Jonathan's answer is essentially correct, but as Rob Jeffries comments, he doesn't take into account that the Universe is expanding during the journey.
The edge of the observable Universe is 47 billion lightyears (Gly) away. Even if you are a lightbeam, you cannot reach that point. The farthest you can go if departing today is roughly 5 Gpc, or 17 Gly, but this journey would of course take infinitly long (or else it wouldn't be "the farthest you can go"). This distance is probably what the linked article is referring to (I didn't read the article; it's very, very long).

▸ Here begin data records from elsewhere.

Issue #1919, opened 2026-08-03
process(codeql): py/catch-base-exception is the one alert class none of the three documented dispositions can clear - it is open on main untouched since 2026-07-07 and simultaneously blocks #1899 on two threads deferred to a human


cagataycali:
AGENTS.md > Review Learnings (PR #92) > CI Security Baseline says an alert has three clearing tools: **fix it**, **dismiss it with a reason** when the construct is *deliberate and test-only*, or **filter the rule** when *every* instance in the tree is an obliged idiom. It also warns that rewriting the flagged code to satisfy the query is the tempting fourth option and the one that costs (#1879).

`py/catch-base-exception` falls through all three, and the result is not a stalled judgment call in the abstract - it is #1899 parked for 16 hours on two threads whose text is `please resolve this thread if you agree - or say the word and I'll narrow it`.

## The same construct is advisory on main and a merge gate in a PR

| where | alert | path | created | effect |
|---|---|---|---|---|
| `refs/heads/main` | #691 | `strands_robots/simulation/isaac/simulation.py:5125` | 2026-07-07 | open, note severity, gates nothing, 27 days untouched |
| #1899 branch | #853 | `examples/libero/run_isaac_agent.py:867` | 2026-08-03 | opened a review thread -> blocks the merge |
| #1899 branch | #854 | `tests/simulation/isaac/test_isaac_backend.py:522` | 2026-08-03 | opened a review thread -> blocks the merge |

Alert #691 is `IsaacSimulation.run_on_main`'s cross-thread exception box, in the *same file* #1899 edits, and it already carries `# noqa: BLE001 - surfaced to caller below`. #853 and #854 are the identical idiom. So the tree ships the construct on `main` indefinitely and blocks a PR for introducing it, with nothing recording why the two answers differ.

## The rule's whole alert surface in this tree is one construct

Eight `except BaseException` handlers exist. Exactly one is flagged, and the correlation is total: the query accepts a handler that re-raises lexically.

| site | handler ends in | flagged |
|---|---|---|
| `strands_robots/robot.py:368` | `sim.destroy()`, bare `raise` | no |
| `strands_robots/policies/persistent.py:193` | `handoff.abandon()`, bare `raise` | no |
| `strands_robots/simulation/safe_output.py:185` | `os.unlink(tmp)`, bare `raise` | no |
| `strands_robots/hardware_robot.py:1865` | `self._release_task()`, bare `raise` | no |
[...]

PR #2572, opened 2026-08-21
docs(agents): derive the except-BaseException census from the tree

cagataycali:
## Problem

`AGENTS.md`'s `py/catch-base-exception` passage argues from a census of the tree: every
`except BaseException` handler re-raises *lexically*, which the query accepts, **except** the
cross-thread exception-marshal box. That claim is what makes the section's disposition
exhaustive rather than a judgment call - dismiss the box, because `concurrent.futures` cannot
target an already-running foreign thread; delegate everything else - and #1919 records two
rounds spent arguing the idiom before anyone wrote it down.

The claim is still true. The census it rests on was not:

| | passage said | tree says |
| --- | --- | --- |
| handlers in the tree | seven | **16** |
| handlers in `strands_robots/` listed | 4 of 5 | **5 of 6** - `episode_labels._write_document` omitted |
| cited sites that resolve | - | **2 of 7** |

Five of the seven rows cited a line the handler had moved away from, including the flagged one -
the site the entire section is about - by 745 lines (`simulation/isaac/simulation.py:5125`, really
`:5870`), and again in the alert-691 paragraph below the table.

## Why nothing caught it

`tests/test_codeql_query_filters.py::TestTheRulesFileSettlesTheCrossThreadMarshalClass` exists to
keep this passage honest, and grades which **concepts** it names: the rule id,
`concurrent.futures`, `run_on_main`, `SystemExit`. Every one of those survives the census rotting
underneath it. Its own docstring repeated `seven` too. Run the shipped file against the unfixed
tree:

```
$ pytest tests/test_codeql_query_filters.py -q     # on upstream/main
16 passed
```

## Change

The census is derived instead of transcribed.

- The table names each handler as `path::function`. The function that owns a handler survives
  edits above it; a line number does not, which is exactly how five of seven citations drifted.
  It now lists `strands_robots/` completely, and a following sentence covers the `tests/`,
  `examples/` and `scripts/` handlers, several of which use `raise AssertionError(...) from exc`
  rather than a bare `raise` - the query accepts either.
- The count is **gone** from the prose rather than corrected, in favour of the property that
  carries the argument. A total is incidental and would rot again; "every handler does so but
  one" is what the disposition needs, and it is now measured.
- `TestTheMarshalBoxCensusIsDerivedFromTheTree` asserts that against the tree: exactly one
  handler does not re-raise lexically, it is `run_on_main`'s box, every row names a handler that
  exists, the table is the whole package census, and the flagged column marks the one the tree
  says is flagged. Plus a floor, so a scan that stops reading the tree fails instead of
  reporting clean.

## Tests

`3 failed / 19 passed` against `upstream/main`, `22 passed` here.

| test | on main |
| --- | --- |
| `test_every_row_names_a_handler_that_exists` | **fails** - names all 7 stale citations |
| `test_the_table_is_the_whole_package_census` | **fails** - names the omitted `episode_labels._write_document` |
| `test_the_flagged_column_marks_exactly_the_one_that_is_flagged` | **fails** |
| `test_exactly_one_handler_does_not_reraise_lexically` | passes |
| `test_the_one_that_does_not_is_the_cross_thread_marshal_box` | passes |

The last two pass on **both** trees, and that is the point: the argument was correct throughout
and is not what this changes. They are also the ones with teeth going forward - a second
non-re-raising handler is a new alert of a rule whose review thread gates the merge, arriving
with no recorded disposition while the passage still reads as if it had one. It now fails loudly,
naming the site.

No package code changes, so there is no behaviour to render.

## Verification

Measured at `8247dda2`. 113-file blast radius - every test that reads `AGENTS.md`, walks a
source tree, or grades docstrings, strings and changelog fragments - run on this branch and on
`upstream/main` with the same selection:

| this branch | **0** | 3880 | 85 | 3965 |
| `upstream/main` + this test file | 3 | 3877 | 85 | 3965 |

`3877 + 3 == 3880`, the failed and passed deltas are both 3, the branch-only failure set is
**empty**, the base-only set is exactly the three pre-fix failures above, and the two trees share
no failure at all.

`ruff check` / `ruff format --check` and `mypy strands_robots tests tests_integ` clean over CI's
scope, with the mypy count unchanged against a pristine `upstream/main` worktree.

### DIFF
--- a/AGENTS.md
+++ b/AGENTS.md
@@ -1829,18 +1829,26 @@ Corrections from code review that apply to all future contributions:
 - **One alert class clears under none of the three, and the question that settles
   it is which thread you marshal onto.** `py/catch-base-exception` never fires on
   cleanup-and-reraise: the query accepts a handler that re-raises *lexically*, and
-  six of the tree's seven `except BaseException` handlers do, so they have never
-  been flagged.
+  every `except BaseException` handler in this tree does so but one, which is why
+  none of them has ever been flagged. A count would rot here, so the census below
+  is stated as the property that matters and is derived from the tree by
+  `tests/test_codeql_query_filters.py` rather than copied into this file.
+
+  Every handler in `strands_robots/`, named by the function that owns it because a
+  line number is the part that goes stale:
 
   | handler | ends in | flagged |
   |---|---|---|
-  | `robot.py:368` | `sim.destroy()`, bare `raise` | no |
-  | `policies/persistent.py:193` | `handoff.abandon()`, bare `raise` | no |
-  | `simulation/safe_output.py:185` | `os.unlink(tmp)`, bare `raise` | no |
-  | `hardware_robot.py:1865` | `self._release_task()`, bare `raise` | no |
-  | `tests/policies/lerobot_local/test_list_policy_types.py:70` | `raise AssertionError(...) from exc` | no |
-  | `tests/policies/lerobot_local/test_vla_jepa.py:164` | `raise AssertionError(...) from exc` | no |
-  | `simulation/isaac/simulation.py:5125` | `box["exc"] = exc`, no lexical raise | **yes** |
+  | `strands_robots/episode_labels.py::_write_document` | `os.unlink(tmp_name)`, bare `raise` | no |
+  | `strands_robots/hardware_robot.py::start_task` | `self._release_task()`, bare `raise` | no |
+  | `strands_robots/policies/persistent.py::get_actions` | `handoff.abandon()`, bare `raise` | no |
+  | `strands_robots/robot.py::Robot` | `sim.destroy()`, bare `raise` | no |
+  | `strands_robots/simulation/safe_output.py::atomic_write_bytes` | `os.unlink(tmp)`, bare `raise` | no |
+  | `strands_robots/simulation/isaac/simulation.py::_job` | `box["exc"] = exc`, no lexical raise | **yes** |
+
+  The handlers under `tests/`, `examples/` and `scripts/` re-raise lexically too,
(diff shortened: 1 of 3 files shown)


yinsong1986 (approved):
## Summary

This PR replaces the hand-transcribed `py/catch-base-exception` handler census in AGENTS.md with one derived from the tree: the table now names each site as `path::function` (which survives edits above it, unlike the line numbers the old table cited — five of seven had drifted, the flagged one by 745 lines), lists `strands_robots/` completely (the old table omitted `episode_labels.py::_write_document`), and drops the rot-prone handler count in favour of the property the section's disposition rests on. The new `TestTheMarshalBoxCensusIsDerivedFromTheTree` class in `tests/test_codeql_query_filters.py` measures that property with an AST scan across all five source trees: exactly one handler does not re-raise lexically, it is the cross-thread marshal box by identity, and the AGENTS.md table's rows and flagged column are cross-checked against the scan — so a second non-re-raising handler (a new merge-gating alert) now fails loudly instead of arriving under a passage that reads as if it had a disposition for it.

## What's good

- Verified at head: all 22 tests in the module pass, ruff check/format clean, and the census matches the tree (6 handlers in `strands_robots/`, marshal box at `simulation/isaac/simulation.py::_job`).
- The scan guards its own vacuity (`_MIN_HANDLERS` floor), so a scan that stops reading the tree fails rather than passing every set-comparison trivially.
- Table parsing anchors on the unique header and fails loudly (`ValueError`) if the table is removed, which is the correct failure mode for a pin.
- Changelog fragment present and named per convention (`changelog.d/2572-base-exception-census-derived-from-the-tree.md`); no host paths, no non-ASCII in the diff.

So, in order for the answer to be any fun, you have to freeze the Universe, using magic, which is what Jonathan's calculator is doing. Here I'll just provide the analytical solution: In that case, the proper time $\tau$ (i.e. the time experienced by the traveler) to reach a distance $x$ when traveling at a constant acceleration $a$ is $$ \tau = \frac{c}{a} \cosh^{-1} \left( \frac{ax}{c^2} \right), $$$$ \tau = \frac{c}{a} \cosh^{-1} \left( \frac{ax}{c^2} +1 \right), $$ where $c$ is the speed of light. If you wish to decelerate after having reached halfway, you just divide $x$ by $2$ and multiply the result by $2$.

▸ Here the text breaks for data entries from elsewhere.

PR #2574, opened 2026-08-21
ci(actions): pin every workflow uses: to a commit SHA, and grade it

### LINKED ISSUE #2573: ci(actions): docs.yml names four moving tags where the other 13 workflows pin all 31 uses: to a SHA, and no guard grades action pinning
`AGENTS.md` > **Action Pinning** states the rule and its reason:

> **All `uses:` references in workflows pin to a full 40-character commit SHA**, with the version
> tag preserved as a trailing comment [...] **Especially `pypa/gh-action-pypi-publish`** - it uses a
> moving `release/v1` branch, which is exactly the supply-chain pattern that the
> `tj-actions/changed-files` incident exploited. This pin is non-negotiable.

13 of the 14 workflows follow it: 31 of the 35 `uses:` references pin a 40-character SHA with the
tag as a trailing comment. `docs.yml` is the exception, and all four of its references name a
moving tag:

| file | line | reference |
| --- | --- | --- |
| `.github/workflows/docs.yml` | 35 | `actions/checkout@v4` |
| `.github/workflows/docs.yml` | 36 | `actions/setup-python@v5` |
| `.github/workflows/docs.yml` | 47 | `actions/upload-pages-artifact@v3` |
| `.github/workflows/docs.yml` | 65 | `actions/deploy-pages@v4` |

A tag is mutable, so each of these resolves to whatever the tag points at when the job starts.
That is the property the rule exists to remove, and `docs.yml` is the workflow that holds
`id-token: write` and `pages: write` for the Pages deployment, so it is not the cheapest place in
the tree to leave it.

Nothing detects this. There is no guard over `uses:` pinning - `tests/` reads
`.github/workflows/` in seven places (apt recommends, the overlap gate, the CodeQL config, the
ruleset scope, the viewer scope, the dependabot location, the lockfile gate), and none of them
grades action references. So the file has been outside the rule with every signal green.

### Suggested fix

Two of the four are decision-free: the repository already pins the same actions elsewhere, 13
times and 11 times respectively, so `docs.yml` can use the SHA its siblings use rather than a new
one.

```yaml
- uses: actions/checkout@11bd71901bbe5b1630ceea73d27597364c9af683  # v4.2.2
- uses: actions/setup-python@a26af69be951a213d495a4c3e4e4022e16d87065  # v5.6.0
```

The other two appear only here. Resolving the tag each one currently names, so behaviour is
unchanged and only the mutability goes away:

```yaml
- uses: actions/upload-pages-artifact@56afc609e74202658d3ffba0e8f6dda462b719fa  # v3.0.1
- uses: actions/deploy-pages@d6db90164ac5ed86f2b6aed7e0febac5b3c0c03e  # v4.0.5
```

Both were read from the tag refs today; worth re-resolving at the time of the change rather than
trusting these, since that is the whole point of the rule. Dependabot's `github-actions` ecosystem
entry then keeps all four fresh, which is how the other 31 stay current.

A guard belongs with it, or the next workflow can be added the same way: every `uses:` that is not
a local `./`-relative reference must pin a 40-character SHA and carry a trailing comment. It would
have to land together with the four pins, since it fails on them.

Filing rather than opening a pull request because a change under `.github/workflows/` needs a token
carrying `workflow` scope, which is a separate permission from the one that can push the rest of
the tree.

cagataycali:
Fixes #2573

## Problem

`AGENTS.md` > **Action Pinning** calls the rule non-negotiable, and names the incident it exists to prevent:

> **All `uses:` references in workflows pin to a full 40-character commit SHA**, with the version tag preserved as a trailing comment [...] which is exactly the supply-chain pattern that the `tj-actions/changed-files` incident exploited.

`docs.yml` was outside it, and all four of its references named a moving tag:

| file | line | reference |
| --- | --- | --- |
| `.github/workflows/docs.yml` | 35 | `actions/checkout@v4` |
| `.github/workflows/docs.yml` | 36 | `actions/setup-python@v5` |
| `.github/workflows/docs.yml` | 47 | `actions/upload-pages-artifact@v3` |
| `.github/workflows/docs.yml` | 65 | `actions/deploy-pages@v4` |

A tag resolves to whatever it points at when the job starts. `docs.yml` is also the workflow holding `id-token: write` and `pages: write` for the Pages deployment, so it was the most expensive file in the tree to leave mutable.

The census, derived rather than transcribed. The linked issue said 31 of 35 references were pinned; that counts the 2 `./`-relative reusable-workflow calls as pins, and they name no version by design:

| | count |
| --- | --- |
| workflow files | 14 |
| `uses:` references | 35 |
| &nbsp;&nbsp;local `./` reusable-workflow calls | 2 |
| &nbsp;&nbsp;remote references | 33 |
| &nbsp;&nbsp;&nbsp;&nbsp;pinned before this change | **29** |

## Why nothing caught it

`tests/` reads `.github/workflows/` in seven places - apt recommends, the overlap gate, the CodeQL config, the ruleset scope, the viewer scope, the dependabot location, the lockfile gate - and not one of them reads a `uses:` line. So the file sat outside a non-negotiable rule with every signal green.

## Change

The four references are pinned, and the rule is graded from the tree.

**On which SHA.** The tags move, and that is measured rather than assumed: `actions/checkout@v4` resolved to `11bd7190` (v4.2.2) when the sibling workflows were pinned, and resolving the same tag for this change returned `11d5960a` - **v4.4.0**, two minor versions along, under a reference that reads as fixed.

So `checkout` and `setup-python` take the SHA their 12 and 9 siblings already carry, not the tag's current target. Pinning to today's `v4` would have removed the mutability *and* silently upgraded the docs build's checkout while the other 12 workflows stayed on v4.2.2 - an unrequested behaviour change inside a supply-chain fix, and a second version for Dependabot to reconcile separately. `upload-pages-artifact` and `deploy-pages` appear only here and are pinned to the exact commit the tag they named resolves to, so the build is unchanged.

**The guard.** `tests/test_workflow_action_refs_pin_a_sha.py` grades four properties, each derived from the tree rather than from a list:

1. a remote reference pins 40 hex characters;
2. it carries the trailing `# <tag>` comment, because a bare SHA names no version a reviewer can recognise;
3. an unpinned reference is a `./` call that resolves to a workflow file that exists - the exemption is structural, not discretionary;
4. an action resolves to one SHA tree-wide.

Property 4 is what makes the sibling SHA the only legal answer instead of a preference stated in a commit message, and keeps each Dependabot bump one atomic edit. Plus floors on the workflow and reference counts, and a per-file check that every line *mentioning* `uses:` was actually read - a line the parser cannot see is a reference nothing grades, and would otherwise report clean.

## Tests

`8 failed / 79 passed` against `upstream/main`, `87 passed` here.

| test | on main |
| --- | --- |
| `test_a_forty_character_sha_is_named` | **fails 4x** - names each of the four tags |
| `test_a_trailing_comment_names_the_version` | **fails 4x** - same four sites |
| `test_no_action_is_pinned_to_two_different_shas` | passes |
| `test_every_uses_line_is_read` | passes (14 files) |

The two halves are complementary - neither alone catches both regressions:

| regression | SHA pin | comment pin | one-SHA pin |
| --- | --- | --- | --- |
| a new workflow copies `@v4` | **fail** | **fail** | pass |
| the four pinned to the tag's current target | pass | pass | **fail** |

The second row is the plausible alternative fix, and it was run rather than reasoned about. With all four pinned but `checkout` at `11d5960a`, property 4 fails and names both SHAs with all 13 call sites:

```
an action is pinned to more than one SHA:
  actions/checkout:
    11bd7190 (v4.2.2) - agent-api-check.yml:47, breaking-change-check.yml:42, ... test-lint.yml:35
    11d5960a (v4.4.0) - docs.yml:35
```

## Verification

Measured at `71744545`. 19-file blast radius - every test that reads `.github/workflows/` or `changelog.d/`, including the six that reach the directory by path join rather than by literal string - run on this branch and on `upstream/main` with the same selection:

| --- | --- | --- | --- |
| this branch | 2 | 586 | 1 |
| `upstream/main` | 2 | 499 | 1 |

`499 + 87 == 586`, the branch-only failure set is **empty**, and the 2 failures are identical on both trees and environmental (`tests/test_dependency_audit.py`, missing `strands` and `qpsolvers` wheels in this sandbox - neither reads a workflow).

`docs.yml` re-parsed with `yaml.safe_load` after the edit: both jobs intact, all four steps resolving to the intended commits. `ruff check`, `ruff format --check` and `mypy` clean on the new file. No package code changes, so there is no behaviour to render.

### DIFF
--- a/.github/workflows/docs.yml
+++ b/.github/workflows/docs.yml
@@ -32,8 +32,8 @@ jobs:
     permissions:
       contents: read
     steps:
-      - uses: actions/checkout@v4
-      - uses: actions/setup-python@v5
+      - uses: actions/checkout@11bd71901bbe5b1630ceea73d27597364c9af683  # v4.2.2
+      - uses: actions/setup-python@a26af69be951a213d495a4c3e4e4022e16d87065  # v5.6.0
         with:
           python-version: "3.12"
           cache: pip
@@ -44,7 +44,7 @@ jobs:
         run: mkdocs build --strict
       - name: Upload Pages artifact
         if: github.ref == 'refs/heads/main' && github.event_name != 'pull_request'
-        uses: actions/upload-pages-artifact@v3
+        uses: actions/upload-pages-artifact@56afc609e74202658d3ffba0e8f6dda462b719fa  # v3.0.1
         with:
           path: site
 
@@ -62,4 +62,4 @@ jobs:
     steps:
       - name: Deploy to GitHub Pages
         id: deployment
-        uses: actions/deploy-pages@v4
+        uses: actions/deploy-pages@d6db90164ac5ed86f2b6aed7e0febac5b3c0c03e  # v4.0.5
--- a/changelog.d/2573-workflow-action-refs-pin-a-sha.md
+++ b/changelog.d/2573-workflow-action-refs-pin-a-sha.md
@@ -1,0 +1,43 @@
+### Security: every workflow `uses:` reference pins a commit SHA, and a guard keeps it that way
+
+`AGENTS.md` > Action Pinning requires every `uses:` reference to name a full
+40-character commit SHA with the version tag as a trailing comment, because a tag
+is mutable and resolves to whatever it points at when the job starts -- the
+pattern the `tj-actions/changed-files` incident exploited. `docs.yml` was outside
+the rule, and all four of its references named a moving tag:
+
+| file | line | was | now |
+| --- | --- | --- | --- |
+| `.github/workflows/docs.yml` | 35 | `actions/checkout@v4` | `@11bd7190`  `# v4.2.2` |
+| `.github/workflows/docs.yml` | 36 | `actions/setup-python@v5` | `@a26af69b`  `# v5.6.0` |
+| `.github/workflows/docs.yml` | 47 | `actions/upload-pages-artifact@v3` | `@56afc609`  `# v3.0.1` |
+| `.github/workflows/docs.yml` | 65 | `actions/deploy-pages@v4` | `@d6db9016`  `# v4.0.5` |
+
+Of 35 `uses:` references across the 14 workflows, 2 are `./`-relative calls to
+this repository's own reusable workflows and name no version by design; of the 33
+remaining, 29 were pinned and these 4 were not. `docs.yml` is also the workflow
+holding `id-token: write` and `pages: write` for the Pages deployment, so it was
+the most expensive file in the tree to leave mutable.
+
+That the tags move is measured, not hypothetical. `actions/checkout@v4` resolved
+to `11bd7190` (v4.2.2) when the sibling workflows were pinned; resolving the same
+tag for this change returned `11d5960a` (**v4.4.0**), two minor versions along,
+under a reference that reads as fixed. So `checkout` and `setup-python` take the
+SHA their 12 and 9 siblings already carry rather than the tag's current target:
+pinning to today's `v4` would have removed the mutability and silently upgraded
+the docs build's checkout while every other workflow stayed on v4.2.2 -- an
+unrequested behaviour change inside a supply-chain fix. The other two actions
+appear only here, and are pinned to the exact commit the tag they named resolves
+to, so the build is unchanged.
+
+Nothing detected any of this. `tests/` reads `.github/workflows/` in seven places
+and none of them reads a `uses:` line, so the file sat outside a non-negotiable
+rule with every signal green. `tests/test_workflow_action_refs_pin_a_sha.py`
+grades four properties against the tree: a remote reference pins 40 hex
+characters, it carries the trailing tag comment, an unpinned reference is a `./`
+call resolving to a workflow that exists, and an action resolves to one SHA
+tree-wide. The last is what makes the sibling SHA the only legal answer and keeps
+each Dependabot bump one atomic edit. 8 of its 87 checks fail on the previous
+`docs.yml`, and the one-SHA check fails on the plausible alternative fix.
+
+No package code changes.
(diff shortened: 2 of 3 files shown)


yinsong1986 (approved):
## Summary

If you plug in the $x=15\,\mathrm{Gly}$ you request, you get roughly 45 years. To get to the edge of the Universe at 47 Gly actually only takes a few years more. The reason for this is simply that traveling at 1G gets you to (almost) the speed of light in only a couple of years, and hence you experience (almost) no time, no matter how far you go.
The time experienced for the Earthlings for the traveler at constant acceleration is given by $$ t(\tau) = \frac{c}{a} \sinh \left( \frac{a \tau}{c} \right), $$ which works out to 15 Gyr for the 15 Gly, and 47 Gyr for the observable Universe. The reason is simply that the traveler, from the point of view of the Earthlings, extremely fast reaches a speed which is almost the speed of light.